Lancashire United - Guy Arab III - MTJ 84 - 440

Lancashire United Transport
Guy Arab III 6LW
Roe C35F

MTJ 84 was originally Lancashire United 440. It is a 1951 Guy Arab III with Roe C35F body. It is owned nowadays by Cumbria Classic Coaches, and is regularly used for private hire work especially weddings. It is seen here at Bowber Head, near Kirkby Stephen, just outside the Cumbria Classic Coaches Depot.

Photograph and Copy contributed by Don McKeown

23/11/15 – 06:37

Another example of a somewhat anachronistic purchase by a major operator. By 1951 the underfloor engined single decker was becoming well established especially for coaches where being up to date with ‘fashion’ was more important than for buses. No doubt these were robust and reliable vehicles but very soon after purchase they would be perceived by the travelling public as very old fashioned. They did have long service lives however and spent a lot of their time on the long Tyne-Tees-Mersey service which in pre-motorway days must have been an arduous trek.

Philip Halstead

26/11/15 – 10:41

I can confirm the arduousness of the X97 in pre motorway days. We were regular travellers in the early sixties from Newcastle to Lymm Church, usually in summer. The usual trip was the 8.30 am departure from Newcastle Haymarket which from memory got to Lymm around teatime. We started queuing about an hour before the scheduled departure time in order to get on the first coach. This was usually a Northern Willowbrook bodied Tiger Cub or Reliance, or one of North Western’s black tops Reliances. They looked impressive but were basically 43 seat buses with detachable headrests on the seats.
The only bit of dual carriageway in the early days was on the A1 south of Catterick. Being a bus nut, I grabbed the front seat armed with my British Bus Fleets volumes much to the amusement of the crews.
One early lessons we learnt was never do the northbound journey on a summer Saturday. We did it once on a miserable wet day. LUT Guy Arab bus to Manchester, then on to a hired Yeates bodied Bedford to Leeds, then another change to get home.
Happy days.

Richard Slater

27/11/15 – 06:24

The livery shown here is very bus-like, the original livery with "brightwork" was much more coach like. LUT bucked the trend with its coach purchases. The first underfloor engined coaches were very sturdy looking centre entrance Roe bodied Guys which arrived in the black & red livery with brightwork (which was soon changed).

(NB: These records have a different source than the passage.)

PR #79, opened 2024-04-22
feat: rename `/miners` to `/storage-providers`

bajtos:
- **feat: rename `/miners` to `/retrieval-providers`**
- **docs: document RSR summary endpoint**

As requested by @PatrickWoodhead in https://space-meridian.slack.com/archives/C06SUTD79NY/p1713361095204799?thread_ts=1713360225.913109&cid=C06SUTD79NY

### DIFF
--- a/README.md
+++ b/README.md
@@ -2,6 +2,14 @@
 
 API exposing public statistics about Spark
 
+## Public API
+
+Base URL: http://stats.filspark.com/
+
+- `GET /storage-providers/retrieval-success-rate/summary?from=<day>&to=<day>`
+
+  http://stats.filspark.com/storage-providers/retrieval-success-rate/summary
+
 ## Development
 
 ### Database
--- a/lib/handler.js
+++ b/lib/handler.js
@@ -61,7 +61,13 @@ const handler = async (req, res, pgPool) => {
       res,
       pgPool,
       fetchMonthlyParticipants)
-  } else if (req.method === 'GET' && segs.join('/') === 'miners/retrieval-success-rate/summary') {
+  } else if (req.method === 'GET' && segs[0] === 'miners') {
+    // Redirect URLs starting with `/miners/` to the new location starting with `/storage-providers/`
+    segs[0] = 'storage-providers'
+    res.setHeader('location', `/${segs.join('/')}?${searchParams}`)
+    res.writeHead(301) // Moved Permanently
+    res.end()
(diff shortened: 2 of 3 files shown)


bajtos:
IMPORTANT:

The response body is still using the `minerId` property. Changing that property name will be a breaking change requiring us to flush all Cloudflare caches.

Alternatively, we can remove the redirect from `/miners` to `/storage-providers` and treat the new path as a new endpoint with a new response body format.

Then, there is a question of when to remove the old `/miners` endpoint. The easiest option is to remove it as part of this pull request. After we land that change, our public dashboard PoC will be broken for a short while until I update the charts to use the new endpoint and the new response body format. IIUC, there is at least one project in the Filecoin ecosystem that is already consuming our Stats API, so they will need to upgrade their code too.

Another aspect to consider: `miner id` is a well-known concept in the Filecoin architecture; the values returned in that property (e.g. `f02099116`) are what people think about as miner IDs. At the same time, the Lotus' `DealProposal` structure stores the miner id in the field called `Provider`, so there is also an argument to support a different field name.

@juliangruber @patrickwoodhead WDYT?

juliangruber:
I'm not familiar with the reasoning for renaming miners to storage providers, especially since it's also common terminology in the Filecoin APIs. Can someone fill me in please?

If we have to rename, I'd do what's simplest without causing service disruption. If we know it's one consumer, let's add `storageProviderId` in addition to `minerId`, and tell them until when `minerId` will still be available. We can also post about this publicly. Not doing the redirect and keeping the old route for backwards compatibility should also work for them, but we need to notify them either way. I think it doesn't make any difference to the consumer which way we choose, and I would go with the least overhead route.

patrickwoodhead:
There was a move a few years ago in the Filecoin ecosystem to use the term `Storage Providers` instead of `Miners` to refer to the Filecoin SPs. I believe this was due to negative connotations around the terms `mining` and `miner`, perhaps due to the wider concerns about how much electricity Bitcoin Proof of Work consumes.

The next deliveries included Weymann DP Guys and Roe DPs on Atkinson Alpha chassis. (The Atkinsons technically belonged to South Lancashire Tramways.) Add to these Duple Donnington and NCME bodied Tiger Cubs, Burlingham & Plaxton Derwent AEC Reliances, so waiting for an LUT coach in the 60s was most interesting!

Andrew Gosling

27/11/15 – 06:24

Richard, I can’t comment on the Northern Willowbrook bodied vehicles’ seats but the North Western bodied Reliances’ headrests were part of the moulded seat frame and were not detachable.

Phil Blinkhorn

28/11/15 – 06:06

Phil, I recall the high backed moulded seats, and I’m sure they had detachable headrests added. From memory they were white, but we’re talking 50 years ago and my memory could well be defective.

Richard Slater

28/11/15 – 06:06

I wish I’d paid more attention in their day to a number of underfloor single-deckers that are now rarities. Sentinels, Atkinson Alphas, Dennis UFs and Seddons and others come to mind, but at the time I found them a bit unappealing in comparison with halfcabs like this magnificent Roe-bodied Guy and the equally superb Leyland PS1 in the next posting. Underfloors obviously met an operational need, making OPO possible and fitting in an extra 4 seats, but they kept the fitters busy.

Ian Thompson

28/11/15 – 08:27

Not wishing to throw a spanner in the works, a study of the "black top AECs" photos in "North Western" volume 2 by Eric Ogden makes interesting viewing.
Page 54, 720-39, Reliance/Weymann, slightly higher backed seats, no head restraint.
Page 56, 746-60, Reliance/Willowbrook, slightly better moulded seats, no head restraint.
Page 59, 797-811, Reliance/Willowbrook, 804 clearly has white head restraints 797 head restraints, not good photo, but maybe not white or just dirty.
Page 63, 852-871, Reliance/Willowbrook, 864 moulded seats, no head restraints 862 white detachable head restraints retro fitted.
This should clarify the issue!

Andrew Gosling

29/11/15 – 05:53

Thanks Andrew, I have that book and maybe I should have dug it out.

Richard Slater

30/11/15 – 06:44

Richard’s recollection of the timings for his travels on the Newcastle-upon-Tyne to Lymm ‘Tyne-Tees-Mersey’ service are quite right.
The Summer 1951 timetable shows an 0830 departure from Haymarket and the arrival in Lymm would be 1616. The Winter 1969/1970 timetable shows the departure at 0840 arriving 1618.
Both these timetables, plus others from 1932 and 1972 including the vehicle/crew diagram for 1972, may be viewed on my Ipernity album covering the ‘Tyne-Tees-Mersey’ subject. www.ipernity.com/doc/davidslater

David Slater

03/12/15 – 10:38

David, thanks for confirming that my memory isn’t that faulty, it’s reassuring. I last used the X97 around 1968 and I can’t recall ever using the M62. My last trip from Lymm was in a Northern F registered Leopard with, I think, a Willowbrook bus body. It had very comfortable coach seating so a smooth journey was ensured. We used the night service once. This ran via Irlam and Eccles. It was a Yorkshire Woollen car, a DP Reliance, which got into Newcastle ridiculously early because it ran non stop from Leeds. This was quite a common event when the service car was filled with passengers for Newcastle.